→ **Goal of the exercise**:
The following entries are to be retyped in full, exactly as written.

#### Extracted material

PR #1588, opened 2018-09-07
Cache pana's ToolEnvironment for a limited amount of access.

isoos:
- Caches the dart and flutter runtime information and doesn't need to run e.g. `dart --version` before each analysis. (related to https://github.com/dart-lang/pub-dartlang-dart/issues/1347)

- Caches the downloaded packages for up to 100 separate analysis/dartdoc runs. Previously all of these were started from a clean state, and this part of the change should improve the `pub upgrade` part because it won't download the common dependencies in subsequent runs. (related to https://github.com/dart-lang/pub-dartlang-dart/issues/1521)

Because we don't want to have an unbounded number of packages being downloaded locally, I've set the arbitrary limit of 100. We could also monitor the total size of the directory, but I think we have enough value out of the simpler approach.

### DIFF
--- a/app/lib/shared/tool_env.dart
+++ b/app/lib/shared/tool_env.dart
@@ -9,6 +9,12 @@ import 'package:pana/pana.dart';
 
 import 'configuration.dart';
 
+/// Subsequent calls of the analyzer or dartdoc job can use the same [ToolEnvRef]
+/// instance [_maxCount] times.
+///
+/// Until the limit is reached, the [ToolEnvRef] will reuse the pub cache
+/// directory for its `pub upgrade` calls, but once it is reached, the cache
+/// will be deleted and a new [ToolEnvRef] with a new directory will be created.
 const _maxCount = 100;
 
 ToolEnvRef _current;
@@ -17,6 +23,10 @@ Completer _ongoing;
 /// Tracks the temporary directory of the downloaded package cache with the
 /// [ToolEnvironment] (that was initialized with that directory), along with its
 /// use stats.
+///
+/// The pub cache will be reused between `pub upgrade` calls, until the
+/// [_maxCount] threshold is reached. The directory will be deleted once all of
+/// the associated jobs complete.
 class ToolEnvRef {
   final Directory _pubCacheDir;
   final ToolEnvironment toolEnv;
@@ -43,7 +53,7 @@ class ToolEnvRef {
 }
 
 /// Gets a currently available [ToolEnvRef] if it is used less than the
-/// configured threshold (_maxCount, currently 100). If it it has already
+/// configured threshold ([_maxCount]). If it it has already
 /// reached the amount, a new cache dir and environment will be created.
 Future<ToolEnvRef> getOrCreateToolEnvRef() async {
   if (_current != null && _current._started < _maxCount) {
--- a/app/lib/shared/tool_env.dart
+++ b/app/lib/shared/tool_env.dart
@@ -56,28 +56,34 @@ class ToolEnvRef {
 /// configured threshold ([_maxCount]). If it it has already
 /// reached the amount, a new cache dir and environment will be created.
 Future<ToolEnvRef> getOrCreateToolEnvRef() async {
-  if (_current != null && _current._started < _maxCount) {
-    _current._aquire();
-    return _current;
-  }
-  if (_ongoing == null) {
+  ToolEnvRef result;
+  while (result == null) {
+    if (_current != null && _current._started < _maxCount) {
+      result = _current;
+      result._aquire();
+      break;
+    }
+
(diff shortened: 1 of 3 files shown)


app/lib/shared/tool_env.dart
```diff
@@ -0,0 +1,52 @@
...
+
+import 'package:pana/pana.dart';
+
+import 'configuration.dart';
+
+const _maxCount = 100;
+
+ToolEnvRef _current;
+
+class ToolEnvRef {
```
sortie: Add some documentation.

This class seems like it would be easy to write a test case for.

app/lib/shared/tool_env.dart
```diff
@@ -0,0 +1,52 @@
...
+
+  void _aquire() {
+    _started++;
+    _active++;
+  }
+
+  Future release() async {
+    _active--;
+    if (_started >= _maxCount && _active == 0) {
+      await _pubCacheDir.delete(recursive: true);
```
sortie: I think this also deletes the directory itself, we could consider just emptying it. I think this will be fine though as it will be remade on the next aquire.

app/lib/shared/tool_env.dart
```diff
@@ -0,0 +1,52 @@
...
+    }
+  }
+}
+
+Future<ToolEnvRef> createToolEnvRef() async {
```
sortie: This design isn't concurrency safe if we'll ever want to use two different pub caches or analyze two things at once. Although, yes, we'll want some kind of shared object to share the cache.

isoos:
PTAL:
- I've fixed the issue of multiple instance creation.
- I have prepared a test, but it requires Flutter in the CI environment, and getting that installed seems not to worth it (increases the test times a lot).

app/lib/shared/tool_env.dart
```diff
@@ -12,7 +12,11 @@ import 'configuration.dart';
 const _maxCount = 100;
 
 ToolEnvRef _current;
+Completer _ongoing;
 
+/// Tracks the temporary directory of the downloaded package cache with the
+/// [ToolEnvironment] (that was initialized with that directory), along with its
+/// use stats.
```
sortie: Mention the cache eviction feature

app/lib/shared/tool_env.dart
```diff
@@ -12,7 +12,11 @@ import 'configuration.dart';
 const _maxCount = 100;
```
sortie: Add dartdoc for what this value means.

app/lib/shared/tool_env.dart
```diff
@@ -28,17 +32,32 @@ class ToolEnvRef {
...
+      if (_started >= _maxCount || _current != this) {
+        await _pubCacheDir.delete(recursive: true);
+      }
     }
   }
 }
 
-Future<ToolEnvRef> createToolEnvRef() async {
+/// Gets a currently available [ToolEnvRef] if it is used less than the
+/// configured threshold (_maxCount, currently 100). If it it has already
```
sortie: Don't document the current value, refer to the constant so it doesn't go out of date.

app/lib/shared/tool_env.dart
```diff
@@ -28,17 +32,32 @@ class ToolEnvRef {
...
     _current._aquire();
     return _current;
   }
+  if (_ongoing == null) {
+    _ongoing = new Completer();
+  } else {
+    // There may be a race condition, it is simpler to just call the method
+    // again after the calculation is done.
+    await _ongoing.future;
+    return await getOrCreateToolEnvRef();
```
sortie: Unclear how well Dart optimizes this tail call. I recommend using a while loop here instead. Right now you have a thundering herd effect where everything wakes up and races whenever a single work item completes int he queue.

A simple way to do a fair queue is to create a completer. If _ongoing is null, we set it to our future. Otherwise remember the value of _ongoing and replace it with our own future, and then we await that future. We awake and do the work. Then we complete our future. If _ongoing is our future, we set it to null (we were last).

isoos:
> I would imagine that you could mock 'flutter' in a test so we don't actually need it installed.

It would be easy to mock the parts where the command just prints some text on the output (e.g. `--version`), but that more important use case is to call `pub upgrade` / `flutter packages upgrade`, where we'd need to mock not only the `stdout`, but also do the filesystem changes.

The Dart SDK part is already covered via `pana`'s end2end tests, but we don't have Flutter-based test there. I'd rather try to increase the coverage of our end2end tests, both on `pana` and on the pub site, because many of our recent issues were coming from data-assumptions that become invalid, which would be hidden by mocks anyway.

I've created https://github.com/dart-lang/pub-dartlang-dart/issues/1595 to track these, as it will be outside of the scope of this PR.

########

→ **Exercise output**:
PR #1588, opened 2018-09-07
Cache pana's ToolEnvironment for a limited amount of access.

isoos:
- Caches the dart and flutter runtime information and doesn't need to run e.g. `dart --version` before each analysis. (related to https://github.com/dart-lang/pub-dartlang-dart/issues/1347)

- Caches the downloaded packages for up to 100 separate analysis/dartdoc runs. Previously all of these were started from a clean state, and this part of the change should improve the `pub upgrade` part because it won't download the common dependencies in subsequent runs. (related to https://github.com/dart-lang/pub-dartlang-dart/issues/1521)

Because we don't want to have an unbounded number of packages being downloaded locally, I've set the arbitrary limit of 100. We could also monitor the total size of the directory, but I think we have enough value out of the simpler approach.

### DIFF
--- a/app/lib/shared/tool_env.dart
+++ b/app/lib/shared/tool_env.dart
@@ -9,6 +9,12 @@ import 'package:pana/pana.dart';
 
 import 'configuration.dart';
 
+/// Subsequent calls of the analyzer or dartdoc job can use the same [ToolEnvRef]
+/// instance [_maxCount] times.
+///
+/// Until the limit is reached, the [ToolEnvRef] will reuse the pub cache
+/// directory for its `pub upgrade` calls, but once it is reached, the cache
+/// will be deleted and a new [ToolEnvRef] with a new directory will be created.
 const _maxCount = 100;
 
 ToolEnvRef _current;
@@ -17,6 +23,10 @@ Completer _ongoing;
 /// Tracks the temporary directory of the downloaded package cache with the
 /// [ToolEnvironment] (that was initialized with that directory), along with its
 /// use stats.
+///
+/// The pub cache will be reused between `pub upgrade` calls, until the
+/// [_maxCount] threshold is reached. The directory will be deleted once all of
+/// the associated jobs complete.
 class ToolEnvRef {
   final Directory _pubCacheDir;
   final ToolEnvironment toolEnv;
@@ -43,7 +53,7 @@ class ToolEnvRef {
 }
 
 /// Gets a currently available [ToolEnvRef] if it is used less than the
-/// configured threshold (_maxCount, currently 100). If it it has already
+/// configured threshold ([_maxCount]). If it it has already
 /// reached the amount, a new cache dir and environment will be created.
 Future<ToolEnvRef> getOrCreateToolEnvRef() async {
   if (_current != null && _current._started < _maxCount) {
--- a/app/lib/shared/tool_env.dart
+++ b/app/lib/shared/tool_env.dart
@@ -56,28 +56,34 @@ class ToolEnvRef {
 /// configured threshold ([_maxCount]). If it it has already
 /// reached the amount, a new cache dir and environment will be created.
 Future<ToolEnvRef> getOrCreateToolEnvRef() async {
-  if (_current != null && _current._started < _maxCount) {
-    _current._aquire();
-    return _current;
-  }
-  if (_ongoing == null) {
+  ToolEnvRef result;
+  while (result == null) {
+    if (_current != null && _current._started < _maxCount) {
+      result = _current;
+      result._aquire();
+      break;
+    }
+
(diff shortened: 1 of 3 files shown)


app/lib/shared/tool_env.dart
```diff
@@ -0,0 +1,52 @@
...
+
+import 'package:pana/pana.dart';
+
+import 'configuration.dart';
+
+const _maxCount = 100;
+
+ToolEnvRef _current;
+
+class ToolEnvRef {
```
sortie: Add some documentation.

This class seems like it would be easy to write a test case for.

app/lib/shared/tool_env.dart
```diff
@@ -0,0 +1,52 @@
...
+
+  void _aquire() {
+    _started++;
+    _active++;
+  }
+
+  Future release() async {
+    _active--;
+    if (_started >= _maxCount && _active == 0) {
+      await _pubCacheDir.delete(recursive: true);
```
sortie: I think this also deletes the directory itself, we could consider just emptying it. I think this will be fine though as it will be remade on the next aquire.

app/lib/shared/tool_env.dart
```diff
@@ -0,0 +1,52 @@
...
+    }
+  }
+}
+
+Future<ToolEnvRef> createToolEnvRef() async {
```
sortie: This design isn't concurrency safe if we'll ever want to use two different pub caches or analyze two things at once. Although, yes, we'll want some kind of shared object to share the cache.

isoos:
PTAL:
- I've fixed the issue of multiple instance creation.
- I have prepared a test, but it requires Flutter in the CI environment, and getting that installed seems not to worth it (increases the test times a lot).

app/lib/shared/tool_env.dart
```diff
@@ -12,7 +12,11 @@ import 'configuration.dart';
 const _maxCount = 100;
 
 ToolEnvRef _current;
+Completer _ongoing;
 
+/// Tracks the temporary directory of the downloaded package cache with the
+/// [ToolEnvironment] (that was initialized with that directory), along with its
+/// use stats.
```
sortie: Mention the cache eviction feature

app/lib/shared/tool_env.dart
```diff
@@ -12,7 +12,11 @@ import 'configuration.dart';
 const _maxCount = 100;
```
sortie: Add dartdoc for what this value means.

app/lib/shared/tool_env.dart
```diff
@@ -28,17 +32,32 @@ class ToolEnvRef {
...
+      if (_started >= _maxCount || _current != this) {
+        await _pubCacheDir.delete(recursive: true);
+      }
     }
   }
 }
 
-Future<ToolEnvRef> createToolEnvRef() async {
+/// Gets a currently available [ToolEnvRef] if it is used less than the
+/// configured threshold (_maxCount, currently 100). If it it has already
```
sortie: Don't document the current value, refer to the constant so it doesn't go out of date.

app/lib/shared/tool_env.dart
```diff
@@ -28,17 +32,32 @@ class ToolEnvRef {
...
     _current._aquire();
     return _current;
   }
+  if (_ongoing == null) {
+    _ongoing = new Completer();
+  } else {
+    // There may be a race condition, it is simpler to just call the method
+    // again after the calculation is done.
+    await _ongoing.future;
+    return await getOrCreateToolEnvRef();
```
sortie: Unclear how well Dart optimizes this tail call. I recommend using a while loop here instead. Right now you have a thundering herd effect where everything wakes up and races whenever a single work item completes int he queue.

A simple way to do a fair queue is to create a completer. If _ongoing is null, we set it to our future. Otherwise remember the value of _ongoing and replace it with our own future, and then we await that future. We awake and do the work. Then we complete our future. If _ongoing is our future, we set it to null (we were last).

isoos:
> I would imagine that you could mock 'flutter' in a test so we don't actually need it installed.

It would be easy to mock the parts where the command just prints some text on the output (e.g. `--version`), but that more important use case is to call `pub upgrade` / `flutter packages upgrade`, where we'd need to mock not only the `stdout`, but also do the filesystem changes.

The Dart SDK part is already covered via `pana`'s end2end tests, but we don't have Flutter-based test there. I'd rather try to increase the coverage of our end2end tests, both on `pana` and on the pub site, because many of our recent issues were coming from data-assumptions that become invalid, which would be hidden by mocks anyway.

I've created https://github.com/dart-lang/pub-dartlang-dart/issues/1595 to track these, as it will be outside of the scope of this PR.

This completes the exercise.